William, thanks again for your kind words as well.  I always enjoy dipping in to the lake of knowledge (a pool is too small) that you possess, and love that you're literally an encylopedia of classical and film music references.

Cheers!
Dave

www.DavidCarovillano.com - NEW SITE!
www.acclarion.ca - concert accordion & clarinet duo
Posted on Fri, Dec 20 2019 14:52
by tchampe
Joined on Wed, Apr 25 2018, Posts 76

Originally Posted by: Acclarion Go to Quoted Post

I'm starting to wonder if you've got my home tapped (all those bloody Amazon devices around my house are sending my conversations with Becky to you, aren't they?)

Nothing that sinister, Dave. The fact is, you're a sensitive artist doing your best to expose something that's in your heart through your music. If someone listening to it gets it right once in awhile, that's on you! Actually, it might also have something to do with the "kindred spirit effect." Let's just say that your method of reverse-engineering essays is not entirely unprecedented.   Come to think of it, my one and only composition (the Pop Goes the Weasel fantasy) just sort of...went there. I had no intention going in of doing a jazz-style variation, of a Bill Chase tribute, of it turning into a march...none of it. That's just how it turned out.

Bill, you may be surprised to learn that I'm quite a fan of Grofe's Grand Canyon Suite but I agree with you 100% about the jackass movement (On the Trail). It really hasn't aged well, especially as a serious concert piece. The problem ol' Grofe (a helluva musician, BTW) has is that he's best known for one his lamest tunes. I think he introduced the suite when he was the arranger for the Paul Whiteman Orchestra (the self-styled "King of Jazz." Rarely has an artist had a last name that was so profoundly fitting.) The Whiteman recording of the jackass movement was something of a hit and lead Grofe to create the version for full orchestra of the entire suite that we are familiar with. I like the Sunrise and Painted Desert movements the best.

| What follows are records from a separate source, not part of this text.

PR #1630, opened 2025-01-27
add parameter for initiating bgrewriteaof on exceeding maximum AOF size

### LINKED ISSUE #540: [NEW] Limit maximum size on disk of AOF files. Avoid disk full, long load times.

kronwerk:
there are some scenarios of filling up the whole disk besides any chosen AOF rewrite strategy - the simplest is this:
- we have auto-aof-rewrite-percentage 100,
- and last automatic rewrite compacted AOF to 51% of disk,
-> we'll never try again.

we can lower auto-percentage, but in some cases it's not what we want to. I suggest that we add soft upper limit in this PR:
- if no AOF rewrite is running currently,
- and limit is set in config,
- and AOF exceed the limit,
- and last rewrite compacted AOF to somewhat smaller than limit (otherwise we might end up with useless attempts of uninterrupted rewrites)
-> bgrewriteaof is initiated.

this doesn't completely solves the problem, but gives some additional possibilities for some users to improve the situation initially described in #540 (noticed that solution from the issue seems to be inappropriate for some cases)

### DIFF
--- a/src/aof.c
+++ b/src/aof.c
@@ -1011,16 +1011,22 @@ int startAppendOnly(void) {
  * the first call is short, there is a end-of-space condition, so the next
  * is likely to fail. However apparently in modern systems this is no longer
  * true, and in general it looks just more resilient to retry the write. If
- * there is an actual error condition we'll get it at the next try. */
-ssize_t aofWrite(int fd, const char *buf, size_t len) {
-    ssize_t nwritten = 0, totwritten = 0;
+ * there is an actual error condition we'll get it at the next try.
+ * We also check for aof-max-size limit here returning "no space" on exceed. */
+ssize_t aofWrite(int fd, const char *buf, size_t len, off_t aof_current_size, unsigned long long aof_max_size) {
+    ssize_t nwritten = 0, totwritten = 0, nonewritten = -1;
+
+    if (aof_max_size && (unsigned long long)aof_current_size >= aof_max_size) {
+        errno = ENOSPC;
+        return nonewritten;
+    }
 
     while (len) {
         nwritten = write(fd, buf, len);
 
         if (nwritten < 0) {
             if (errno == EINTR) continue;
-            return totwritten ? totwritten : -1;
+            return totwritten ? totwritten : nonewritten;
         }
 
         len -= nwritten;
@@ -1120,7 +1126,7 @@ void flushAppendOnlyFile(int force) {
     }
 
     latencyStartMonitor(latency);
-    nwritten = aofWrite(server.aof_fd, server.aof_buf, sdslen(server.aof_buf));
+    nwritten = aofWrite(server.aof_fd, server.aof_buf, sdslen(server.aof_buf), server.aof_current_size, server.aof_max_size);
     latencyEndMonitor(latency);
     /* We want to capture different events for delayed writes:
      * when the delay happens with a pending fsync, or with a saving child
--- a/src/aof.c
+++ b/src/aof.c
@@ -1012,12 +1012,13 @@ int startAppendOnly(void) {
  * is likely to fail. However apparently in modern systems this is no longer
  * true, and in general it looks just more resilient to retry the write. If
  * there is an actual error condition we'll get it at the next try.
- * We also check for aof-max-size limit here returning "no space" on exceed. */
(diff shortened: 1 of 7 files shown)


kronwerk:
@xbasel @soloestoy pls take a look, I've dumped my previous similar PR where you were reviewers

src/aof.c
```diff
@@ -1011,16 +1011,22 @@ int startAppendOnly(void) {
  * the first call is short, there is a end-of-space condition, so the next
  * is likely to fail. However apparently in modern systems this is no longer
  * true, and in general it looks just more resilient to retry the write. If
- * there is an actual error condition we'll get it at the next try. */
-ssize_t aofWrite(int fd, const char *buf, size_t len) {
-    ssize_t nwritten = 0, totwritten = 0;
+ * there is an actual error condition we'll get it at the next try.
+ * We also check for aof-max-size limit here returning custom error on exceed. */
+ssize_t aofWrite(int fd, const char *buf, size_t len, off_t aof_current_size, unsigned long long aof_max_size) {
+    ssize_t nwritten = 0, totwritten = 0, nonewritten = -1;
```
xbasel: Seems like `nonewritten` should be a constant/literal.
Perhaps directly returning -1/`C_ERR` instead of using an extra variable.

src/aof.c
```diff
@@ -1011,16 +1011,22 @@ int startAppendOnly(void) {
  * the first call is short, there is a end-of-space condition, so the next
  * is likely to fail. However apparently in modern systems this is no longer
  * true, and in general it looks just more resilient to retry the write. If
- * there is an actual error condition we'll get it at the next try. */
-ssize_t aofWrite(int fd, const char *buf, size_t len) {
-    ssize_t nwritten = 0, totwritten = 0;
+ * there is an actual error condition we'll get it at the next try.
+ * We also check for aof-max-size limit here returning custom error on exceed. */
+ssize_t aofWrite(int fd, const char *buf, size_t len, off_t aof_current_size, unsigned long long aof_max_size) {
```
xbasel: aof_max_size -> size_t

xbasel: Not related to this change, but do you have any idea why aof_current_size (and some other aof-related variables) are already defined as off_t instead of size_t?

src/server.c
```diff
@@ -4627,13 +4627,17 @@ int writeCommandsDeniedByDiskError(void) {
     return DISK_ERROR_TYPE_NONE;
 }
 
+char *getAofWriteErrStr(int error_code) {
```
xbasel: If this function is strictly for AOF-related and always uses `server.aof_last_write_errno`, passing `error_code` is misleading. I'd remove the parameter and read `server.aof_last_write_errno` directly to avoid confusion and unintended wider use.

src/aof.c
kronwerk: not really, no idea

src/server.c
kronwerk: there is a place in code where we use errno also:
`serverLog(LL_WARNING, "Error writing to the AOF file: %s", getAofWriteErrStr(errno));`
changed to use code in both places inside this function

PR #1631, opened 2025-01-28
Fix timing issue in pause test

madolson:
The wait might execute exactly in 1000ms, which means there are still 9000ms left of the timeout, so we need to do less than or equal to in the comparison.

https://github.com/valkey-io/valkey/actions/runs/13000845302/job/36259020129


zuiderkwast (approved):
Wow, one millisecond.

enjoy-binbin (approved):

PR #1632, opened 2025-01-28
Optimize key expiration check with branch prediction hint

stav-bentov:
Optimized the key expiration check logic with branch prediction hints, enhancing performance during runtime.
* Added a conditional check `if (unlikely(dbSize(db) > 0))` before calling `expireIfNeededWithDictIndex`. This optimization:
  * Reduces unnecessary function calls when the database is empty.
  * Improves branch prediction efficiency by using the unlikely hint.

### DIFF
--- a/src/db.c
+++ b/src/db.c
@@ -114,9 +114,11 @@ robj *lookupKey(serverDb *db, robj *key, int flags) {
         int expire_flags = 0;
         if (flags & LOOKUP_WRITE && !is_ro_replica) expire_flags |= EXPIRE_FORCE_DELETE_EXPIRED;
         if (flags & LOOKUP_NOEXPIRE) expire_flags |= EXPIRE_AVOID_DELETE_EXPIRED;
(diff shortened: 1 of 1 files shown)


src/db.c
```diff
@@ -114,9 +114,11 @@ robj *lookupKey(serverDb *db, robj *key, int flags) {
         int expire_flags = 0;
         if (flags & LOOKUP_WRITE && !is_ro_replica) expire_flags |= EXPIRE_FORCE_DELETE_EXPIRED;
         if (flags & LOOKUP_NOEXPIRE) expire_flags |= EXPIRE_AVOID_DELETE_EXPIRED;
-        if (expireIfNeededWithDictIndex(db, key, val, expire_flags, dict_index) != KEY_VALID) {
-            /* The key is no longer valid. */
-            val = NULL;
+        if (unlikely(dbSize(db) > 0)) { // This condition check found to improve branch prediction
```
madolson, line 117: Why is it "unlikely" that dbSize > 0? This doesn't make any sense. Can you publish the benchmarking your did to find this?

PR #1635, opened 2025-01-28
Refactor Event Processing Logic into Separate Function

stav-bentov:
Encapsulated loop logic into a dedicated function `processSingleFileEvent` to isolate responsibilities and simplify the main code flow.

### DIFF
--- a/src/ae.c
+++ b/src/ae.c
@@ -393,6 +393,58 @@ int aePoll(aeEventLoop *eventLoop, struct timeval *tvp) {
     return ret;
 }
 
+static void processSingleFileEvent(
+    aeEventLoop *eventLoop,
+    aeFiredEvent *firedEvent) {
+    int mask = firedEvent->mask;
+    int fd = firedEvent->fd;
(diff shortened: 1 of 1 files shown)


src/ae.c
```diff
@@ -393,6 +393,58 @@ int aePoll(aeEventLoop *eventLoop, struct timeval *tvp) {
     return ret;
 }
 
+static void processSingleFileEvent(
+    aeEventLoop *eventLoop,
+    aeFiredEvent *firedEvent) {
```
madolson, line 398:
```suggestion
static void processSingleFileEvent(aeEventLoop *eventLoop, aeFiredEvent *firedEvent) {
```

zuiderkwast (commented):
I don't think this change is necessary. I vote to not merge it.

zuiderkwast:
Btw, hi Stav and thanks for contributing. :)

Sometimes not all maintainers agree. It can be a good idea to wait some time for more opinions and to discuss it, especially if you want to convince us about something important.

PR #1636, opened 2025-01-28
Refactor Cluster Size Calculation Logic into Separate Function

stav-bentov:
Refactored the cluster size calculation logic into a dedicated function, `clusterDetermineClusterSize`, to enhance code organization and readability.

### DIFF
--- a/src/cluster_legacy.c
+++ b/src/cluster_legacy.c
@@ -5546,6 +5546,31 @@ void clusterCloseAllSlots(void) {
     memset(server.cluster->importing_slots_from, 0, sizeof(server.cluster->importing_slots_from));
 }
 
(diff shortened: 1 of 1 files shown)


src/cluster_legacy.c
```diff
@@ -5546,6 +5546,31 @@ void clusterCloseAllSlots(void) {
     memset(server.cluster->importing_slots_from, 0, sizeof(server.cluster->importing_slots_from));
 }
 
+static void clusterDetermineClusterSize(int *reachable_primaries) {
```
madolson, line 5549:
```suggestion
static int clusterDetermineClusterSize(void) {
```
Then return the size at the end.

madolson (commented):
I would vote not to accept this change. I don't think it materially improves the code quality.

Issue #1642, opened 2025-01-29
[BUG] heap-use-after-free in cluster bus


xingbowang:
**Describe the bug**

A heap-use-after-free is found in cluster bus code.

- freeClusterNode free the human_nodename. https://github.com/valkey-io/valkey/blob/unstable/src/cluster_legacy.c#L1725
- Then it calls freeClusterLink to free the links. https://github.com/valkey-io/valkey/blob/unstable/src/cluster_legacy.c#L1730
- freeClusterLink print human_nodename here, which just got freed by the caller freeClusterNode. https://github.com/valkey-io/valkey/blob/unstable/src/cluster_legacy.c#L1383 

**To reproduce**

Steps to reproduce the behavior and/or a minimal code sample.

Cloudburst is pretty cool, too, but it suffers from comparison with all of those other "sturm" classical charts...4th movement of the PastoraleScheherazade, Eine Alpensinfonie, etc, etc.

Tom

Posted on Fri, Dec 20 2019 15:45
by William
Joined on Sun, Nov 24 2002, USA, Posts 5514

Tom you're right on that - I remember liking those other movements.  I was traumatized by the jackass movement (not something you want to step in). 

Posted on Sun, Dec 22 2019 13:02
by Acclarion
Joined on Sat, Aug 15 2015, Canada, Eh!, Posts 513
Originally Posted by: tchampe Go to Quoted Post
The fact is, you're a sensitive artist doing your best to expose something that's in your heart through your music.


Not doing a great job, unfortnately. I have 3 supporters that "get it". It's funny how I'm constantly told how abstract my music is on forums, and yet I know how "off the beaten path" much modern/avante-garde music can be in comparison, that I sometimes feel like postng my music side by side with some of these works, so people will consider my music to be the pleasant and familiar work :)

Merry Christmas to all! (Happy Hannukah, Kwanzaa, or any other holiday you may celebrate)

Dave
www.DavidCarovillano.com - NEW SITE!